▶ _WHAT YOU ARE ASKED TO DO_
For each line in the data below, write an exact copy.

(Saved data entries)
····················

PR #3502, opened 2026-06-03
Fix various docs issues on main

jhiemstrawisc:
It looks like I missed updating a build tag argument for our code generation check CI. This restores the functionality and commits the drift in generated code (as well as fixes a missing nextra import)

Note that 7.27 docs will not build without this patch. Separate fixes have been opened against 7.26 (#3501) and 7.25 (#3500)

····················

▶ _RESPONSE BELOW_
PR #3502, opened 2026-06-03
Fix various docs issues on main

jhiemstrawisc:
It looks like I missed updating a build tag argument for our code generation check CI. This restores the functionality and commits the drift in generated code (as well as fixes a missing nextra import)

Note that 7.27 docs will not build without this patch. Separate fixes have been opened against 7.26 (#3501) and 7.25 (#3500)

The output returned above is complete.